Privacy Policy

1. Overview

This Privacy Policy explains how Zero To Build LLC collects, uses, stores, and shares information when you use Should I Ship.

Should I Ship is built to scan code repositories and produce engineering reports. That means the product may process repository metadata, selected code contents, dependency files, scan findings, code snippets, commit metadata, and related technical information.

2. Information We Collect

Account information: name, email address, profile image, GitHub identity, plan, account timestamps, and authentication records.

Repository information: repository name, URL, default branch, connection status, scan history, commit SHA, commit message, change summary, and metadata needed to run and display scans.

Scan information: scores, findings, severity, category, rule IDs, file paths, line numbers, selected code snippets, fix suggestions, dependency findings, scanner coverage, scanner capabilities, and usage counts.

Billing information: plan, Stripe customer and subscription identifiers, subscription status, and payment events handled through our payment provider. We do not store full card numbers.

Operational information: logs, IP-derived request metadata, rate-limit counters, error reports, security events, and service diagnostics.

3. How Scans Work

When you start a scan, we request repository data from GitHub using the access you authorized. We inspect the repository tree, select eligible files, fetch selected contents, and run automated checks.

Checks may include custom security heuristics, dependency vulnerability checks, OSV data, Semgrep rules, cost-risk heuristics, architecture heuristics, launch-readiness heuristics, and AI-assisted summaries or suggestions when enabled.

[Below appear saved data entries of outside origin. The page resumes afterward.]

PR #543, opened 2021-05-31
8267989: Exceptions thrown during upcalls should be handled

JornVernee:
Hi,

This patch regularizes exception handling for exceptions thrown during upcalls. Exceptions thrown during upcalls are now always handled by printing out the stack trace and then calling `System::exit` (see the JBS issue for some motivation).

I've added some documentation for the exception handling to `CLinker::upcallStub`, as well as a new public `int` constant in `CLinker` which is the error code that is passed to `System::exit`. The returned error code can also be configured by a system property, which for now is mostly useful for testing purposes to make sure we don't get a consistent false positive.

Thanks,
Jorn

---------
### Progress

### Issues
 * [JDK-8267989](https://bugs.openjdk.java.net/browse/JDK-8267989): Exceptions thrown during upcalls should be handled
 * [JDK-8268031](https://bugs.openjdk.java.net/browse/JDK-8268031): VarHandle combinator check for exceptions is too strict

### Reviewers

### Reviewing

Checkout this PR locally: \
`$ git fetch https://git.openjdk.java.net/panama-foreign pull/543/head:pull/543` \
`$ git checkout pull/543`

`$ git checkout pull/543` \
`$ git pull https://git.openjdk.java.net/panama-foreign pull/543/head`

</details>

Checkout this PR locally: \
`$ git pr checkout 543`

`$ git pr show -t 543`

</details>

<a href="https://git.openjdk.java.net/panama-foreign/pull/543.diff">https://git.openjdk.java.net/panama-foreign/pull/543.diff</a>

</details>

### DIFF
--- a/src/java.base/share/classes/java/lang/invoke/VarHandles.java
+++ b/src/java.base/share/classes/java/lang/invoke/VarHandles.java
@@ -646,7 +646,7 @@ final class VarHandles {
             return new Class<?>[0];
         }
 
-        assert handle instanceof BoundMethodHandle : "Unecpexted handle type: " + handle;
+        assert handle instanceof BoundMethodHandle : "Unexpected handle type: " + handle;
         // unknown
         return null;
     }
--- a/src/java.base/share/classes/java/lang/invoke/VarHandles.java
+++ b/src/java.base/share/classes/java/lang/invoke/VarHandles.java
@@ -31,12 +31,9 @@ import java.lang.reflect.Constructor;
 import java.lang.reflect.Field;
 import java.lang.reflect.Method;
 import java.lang.reflect.Modifier;
-import java.lang.reflect.Parameter;
 import java.nio.ByteOrder;
 import java.util.ArrayList;
-import java.util.LinkedHashMap;
 import java.util.List;
-import java.util.Map;
 import java.util.Objects;
 import java.util.concurrent.ConcurrentHashMap;
 import java.util.concurrent.ConcurrentMap;
@@ -45,8 +42,6 @@ import java.util.stream.Stream;
 import static java.lang.invoke.MethodHandleStatics.UNSAFE;
 import static java.lang.invoke.MethodHandleStatics.VAR_HANDLE_IDENTITY_ADAPT;
 import static java.lang.invoke.MethodHandleStatics.newIllegalArgumentException;
-import static java.util.stream.Collectors.joining;
-import static java.util.stream.Collectors.toList;
 
 final class VarHandles {
 
@@ -359,13 +354,13 @@ final class VarHandles {
         return target;
     }
 
-    public static VarHandle filterValue(VarHandle target, MethodHandle filterToTarget, MethodHandle filterFromTarget) {
+    public static VarHandle filterValue(VarHandle target, MethodHandle pFilterToTarget, MethodHandle pFilterFromTarget) {
         Objects.requireNonNull(target);
-        Objects.requireNonNull(filterToTarget);
-        Objects.requireNonNull(filterFromTarget);
+        Objects.requireNonNull(pFilterToTarget);
+        Objects.requireNonNull(pFilterFromTarget);
         //check that from/to filters do not throw checked exceptions
-        noCheckedExceptions(filterToTarget);
-        noCheckedExceptions(filterFromTarget);
+        MethodHandle filterToTarget = adaptForCheckedExceptions(pFilterToTarget);
+        MethodHandle filterFromTarget = adaptForCheckedExceptions(pFilterFromTarget);
 
         List<Class<?>> newCoordinates = new ArrayList<>();
         List<Class<?>> additionalCoordinates = new ArrayList<>();
@@ -473,8 +468,9 @@ final class VarHandles {
 
         List<Class<?>> newCoordinates = new ArrayList<>(targetCoordinates);
         for (int i = 0 ; i < filters.length ; i++) {
-            noCheckedExceptions(filters[i]);
-            MethodType filterType = filters[i].type();
+            MethodHandle filter = Objects.requireNonNull(filters[i]);
+            filter = adaptForCheckedExceptions(filter);
+            MethodType filterType = filter.type();
             if (filterType.parameterCount() != 1) {
                 throw newIllegalArgumentException("Invalid filter type " + filterType);
             } else if (newCoordinates.get(pos + i) != filterType.returnType()) {
@@ -564,10 +560,10 @@ final class VarHandles {
         return adjustedType;
     }
 
-    public static VarHandle collectCoordinates(VarHandle target, int pos, MethodHandle filter) {
+    public static VarHandle collectCoordinates(VarHandle target, int pos, MethodHandle pFilter) {
         Objects.requireNonNull(target);
-        Objects.requireNonNull(filter);
-        noCheckedExceptions(filter);
+        Objects.requireNonNull(pFilter);
+        MethodHandle filter = adaptForCheckedExceptions(pFilter);
 
         List<Class<?>> targetCoordinates = target.coordinateTypes();
         if (pos < 0 || pos >= targetCoordinates.size()) {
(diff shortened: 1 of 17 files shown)


src/jdk.incubator.foreign/share/classes/jdk/incubator/foreign/CLinker.java
```diff
@@ -224,9 +232,14 @@ static SymbolLookup systemLookup() {
...
      * calling such a function pointer from native code will result in the execution of the provided method handle.
      *
-     * <p>The returned memory address is associated with the provided scope. When such scope is closed,
+     * <p>
+     * The returned memory address is associated with the provided scope. When such scope is closed,
      * the corresponding native stub will be deallocated.
      * <p>
+     * Any exceptions that occur during an upcall should be handled during the upcall. The target method handle
+     * should not throw any exceptions. If the target method handle does throw an exception, it will be handle by
+     * calling {@link System#exit System.exit(ERR_UNCAUGHT_EXCEPTION)}. (See {@link #ERR_UNCAUGHT_EXCEPTION})
```
JornVernee, line 241: There might be better wording for this, esp. the first sentence. Any suggestions?

test/jdk/java/foreign/TestUpcall.java
```diff
@@ -28,7 +28,7 @@
  * @modules jdk.incubator.foreign/jdk.internal.foreign
  * @build NativeTestHelper CallGeneratorHelper TestUpcall
  *
- * @run testng/othervm
+ * @run testng/othervm/timeout=720
```
JornVernee, line 31: I've increased the timeout of TestUpcall here as well, as I was seeing timeouts pretty frequently

src/jdk.incubator.foreign/share/classes/jdk/incubator/foreign/CLinker.java
```diff
@@ -114,6 +115,13 @@
  */
 public interface CLinker {
 
+    /**
+     * The value returned by the process when the target of an upcall throws an exception.
+     *
+     * @see CLinker#upcallStub(MethodHandle, FunctionDescriptor, ResourceScope)
+     */
+    int ERR_UNCAUGHT_EXCEPTION = privilegedGetProperty("jdk.incubator.foreign.uncaught_exception_code", 1);
```
mcimadamore, line 123: Do we need a system property? E.g. can it be a constant value?

src/jdk.incubator.foreign/share/classes/jdk/incubator/foreign/CLinker.java
mcimadamore: I think it is best to drop the first sentence, and go straight to the point, which is "The target method handle shoud not...".

Which reminds me, do we want to apply same logic we do for var handle combinators to detect if a method handle contains exceptions in its guts (by looking at signature of direct MH, or by looking for certain combinators).

test/jdk/java/foreign/TestUpcallException.java
```diff
@@ -0,0 +1,83 @@
...
+                "--enable-native-access=ALL-UNNAMED",
+                "-Djava.library.path=" + System.getProperty("java.library.path"),
+                "-Djdk.internal.foreign.ProgrammableUpcallHandler.USE_SPEC=" + useSpec,
+                "-Djdk.incubator.foreign.uncaught_exception_code=" + exitCode,
+                "-cp", Utils.TEST_CLASS_PATH,
+                "ThrowingUpcall")
+            .start();
+
+        int result = process.waitFor();
+        assertEquals(result, exitCode);
```
mcimadamore, line 80: Should we check for stacktrace output - e.g. the name of ThrowingUpcall" ?

mcimadamore (approved):
Looks good!

test/jdk/java/foreign/TestUpcallException.java
JornVernee: That's probably a good idea. Though, I'll note that it still allows for false positives if the tests throws an exception from ThrowingUpcall another way. Comparing the exit codes should catch that though.

src/jdk.incubator.foreign/share/classes/jdk/incubator/foreign/CLinker.java
JornVernee: We could just use `1` here as well, but during testing I've found that the default uncaught exception handler also return `1`, so I was getting a false positive.

src/jdk.incubator.foreign/share/classes/jdk/incubator/foreign/CLinker.java
```diff
@@ -224,9 +232,14 @@ static SymbolLookup systemLookup() {
      * Allocates a native stub with given scope which can be passed to other foreign functions (as a function pointer);
      * calling such a function pointer from native code will result in the execution of the provided method handle.
      *
-     * <p>The returned memory address is associated with the provided scope. When such scope is closed,
+     * <p>
+     * The returned memory address is associated with the provided scope. When such scope is closed,
      * the corresponding native stub will be deallocated.
      * <p>
+     * Any exceptions that occur during an upcall should be handled during the upcall. The target method handle
```
mcimadamore, line 239: I think it is best to drop the first sentence, and go straight to the point, which is "The target method handle shoud not...".

Which reminds me, do we want to apply same logic we do for var handle combinators to detect if a method handle contains exceptions in its guts (by looking at signature of direct MH, or by looking for certain combinators).

src/jdk.incubator.foreign/share/classes/jdk/internal/foreign/abi/SharedUtils.java
```diff
@@ -359,14 +362,25 @@ private static MethodHandle reachabilityFenceHandle(Class<?> type) {
...
     static MethodHandle wrapWithAllocator(MethodHandle specializedHandle,
                                           int allocatorPos, long bufferCopySize,
                                           boolean upcall) {
         // insert try-finally to close the NativeScope used for Binding.Copy
         MethodHandle closer;
         int insertPos;
         if (specializedHandle.type().returnType() == void.class) {
-            closer = empty(methodType(void.class, Throwable.class)); // (Throwable) -> void
+            if (!upcall) {
+                closer = empty(methodType(void.class, Throwable.class)); // (Throwable) -> void
```
mcimadamore, line 380: Shouldn't ProgrammableUpcallHandler do the same thing?

JornVernee: It does? Both call SharedUtils.handelUncaughtException

src/jdk.incubator.foreign/share/classes/jdk/incubator/foreign/CLinker.java
JornVernee: Thinking some more. Having a system property is probably overkill, and checking stderr for the exception message in the test is good enough

src/jdk.incubator.foreign/share/classes/jdk/incubator/foreign/CLinker.java
JornVernee: I'll see about adding a check for exceptions.

src/jdk.incubator.foreign/share/classes/jdk/internal/foreign/abi/ProgrammableUpcallHandler.java
```diff
@@ -295,6 +295,9 @@ private static Object invokeInterpBindings(Object[] moves, MethodHandle leaf,
             } else {
                 return returnMoves;
             }
+        } catch(Throwable t) {
+            SharedUtils.handleUncaughtException(t);
```
mcimadamore, line 299: Ah - missed that :-)

src/jdk.incubator.foreign/share/classes/jdk/incubator/foreign/CLinker.java
```diff
@@ -114,6 +111,13 @@
  */
 public interface CLinker {
 
+    /**
+     * The value returned by the process when the target of an upcall throws an exception.
+     *
+     * @see CLinker#upcallStub(MethodHandle, FunctionDescriptor, ResourceScope)
+     */
+    int ERR_UNCAUGHT_EXCEPTION = 1;
```
mcimadamore, line 119: On a second thought, I'm not super sure of the value of documenting what the exit code should be? Maybe we can leave that unspecified?

test/jdk/java/foreign/TestUpcallException.java
```diff
@@ -0,0 +1,95 @@
...
+import java.io.IOException;
+import java.io.InputStream;
+import java.io.InputStreamReader;
+import java.nio.file.Paths;
+
+import static jdk.incubator.foreign.CLinker.ERR_UNCAUGHT_EXCEPTION;
+import static org.testng.Assert.assertEquals;
+import static org.testng.Assert.fail;
+
+public class TestUpcallException {
```
mcimadamore, line 49: I wonder if we should also test with a security manager (even though that's getting deprecated) - and see what happens when you call System.exit and SM is enabled with policy to block off calls to System.exit.

src/jdk.incubator.foreign/share/classes/jdk/incubator/foreign/CLinker.java
JornVernee: I agree. Without a system property, having a constant doesn't really make sense. I looked around in the documentation of exit codes in the JDK, and most  places seem to at least specify the exit code  to be non-zero in case of error. I'll add a note like that to the documentation of upcallStub.

JornVernee:
I've switched to using `Shutdown.exit`, and added a `SecurityManager` that blocks the normal `System.exit` call into the test. I've also switched `CABI` from using `System.getProperty` to determine the platform, to using `priviledgedGetProperty`, to avoid any security exceptions (found during testing).

I've removed the public `ERR_UNCAUGHT_EXCEPTION` constant, and changed the documentation to say that the VM will exit with a non-zero exit status in the case of an uncaught exception.

Finally, I've changed the test to always print the output as well, besides checking the contents.

JornVernee:
I've now added the eager exception checking to upcallStub.

As discussed offline, this reuses the exception check done for the VarHandle adapters, but makes the check more lenient towards BoundMetrhodHandles that might or might not throw an exception. The current check was too conservative toward rejecting such handles, because it rejects a BoundMehtodHandle that contained any MethodHandle field that could throw an exception. But, such an exception might be caught be an exclosing method handle. (see also https://bugs.openjdk.java.net/browse/JDK-8268031)

Instead, when a filter used for a var handle combinator throws a checked a exception when invoked, it is caught, and an IllegalStateException is thrown instead (with the original exception as the cause).

src/java.base/share/classes/java/lang/invoke/VarHandles.java
```diff
@@ -604,42 +600,55 @@ public static VarHandle dropCoordinates(VarHandle target, int pos, Class<?>... v
...
-                if (arg instanceof MethodHandle){
-                    noCheckedExceptions((MethodHandle) arg);
-                }
-            }
+            return exceptionTypes(((DelegatingMethodHandle)handle).getTarget());
+        } else if (handle instanceof NativeMethodHandle) {
+            return new Class<?>[0];
         }
+
+        assert handle instanceof BoundMethodHandle : "Unecpexted handle type: " + handle;
```
JornVernee, line 649:
```suggestion
        assert handle instanceof BoundMethodHandle : "Unexpected handle type: " + handle;
```

mcimadamore (approved):
Looks very good - thanks for fixing the VH adaptation code as well!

We do not aim to store a full permanent copy of your repository. We may temporarily process selected file contents to run scans, and we may store findings, file paths, code snippets, summaries, metadata, and fix suggestions needed to show your report and compare scans over time.

4. How We Use Information

We use information to authenticate you, connect repositories, run scans, show reports, compare scan results, enforce plan limits, process billing, provide support, secure the service, debug failures, improve scanner quality, and operate the product.

We may use aggregated or de-identified information to understand product performance, scanner coverage, reliability, and feature usage.

5. AI Processing

When AI features are enabled, relevant finding text, metadata, code snippets, summaries, and repository context may be sent to an AI provider to generate plain-English summaries, fix suggestions, or change summaries.

Inline plain-English rewriting is optional and may be disabled to control cost and data exposure. You should not connect repositories containing information you are not permitted to process through the product.

6. Service Providers

We use service providers to operate Should I Ship, including hosting, database, queueing, authentication, code-host integration, payment processing, security scanning, logging, and AI infrastructure.

Examples may include GitHub, Stripe, Neon, Upstash, Railway, Vercel or similar hosting providers, Anthropic or other AI providers, and security data providers such as OSV.

These providers process information for us according to their own terms, policies, and security practices.

7. What We Do Not Promise

Scan results are not a guarantee that your product is secure, compliant, profitable, reliable, or safe to launch.

Should I Ship is provided as is and as available. We are not responsible for lost revenue, lost profits, business interruption, security incidents, vulnerabilities, deployment failures, cost overruns, reputational harm, or other losses based on results, missing results, findings, forecasts, summaries, prompts, or suggestions from Should I Ship. See our Terms of Service for liability limits.

You are solely responsible for reviewing, testing, validating, and deciding whether to rely on any product output.

8. Security

We use reasonable technical and organizational measures designed to protect information processed by Should I Ship, including access controls, environment variables, rate limits, third-party infrastructure, and operational monitoring.

No online service can guarantee perfect security. You are responsible for protecting your GitHub account, credentials, connected repositories, and deployment environment.

9. Retention And Deletion

We retain account, repository, scan, billing, and operational information for as long as needed to provide the service, comply with legal obligations, resolve disputes, enforce agreements, improve reliability, and maintain business records.

You may request deletion of your account or connected project data through the contact channel made available in the product. Some information may remain in backups, logs, billing records, or records we are legally permitted or required to keep.

10. Your Choices

You can disconnect repositories, stop using the product, revoke GitHub access through GitHub, choose not to enable optional AI features, and request deletion where applicable.

If you revoke GitHub access, future scans may stop working, but previous reports and stored findings may remain until deleted according to our retention practices.

11. Changes

We may update this Privacy Policy from time to time. Continued use of Should I Ship after changes become effective means you accept the updated policy.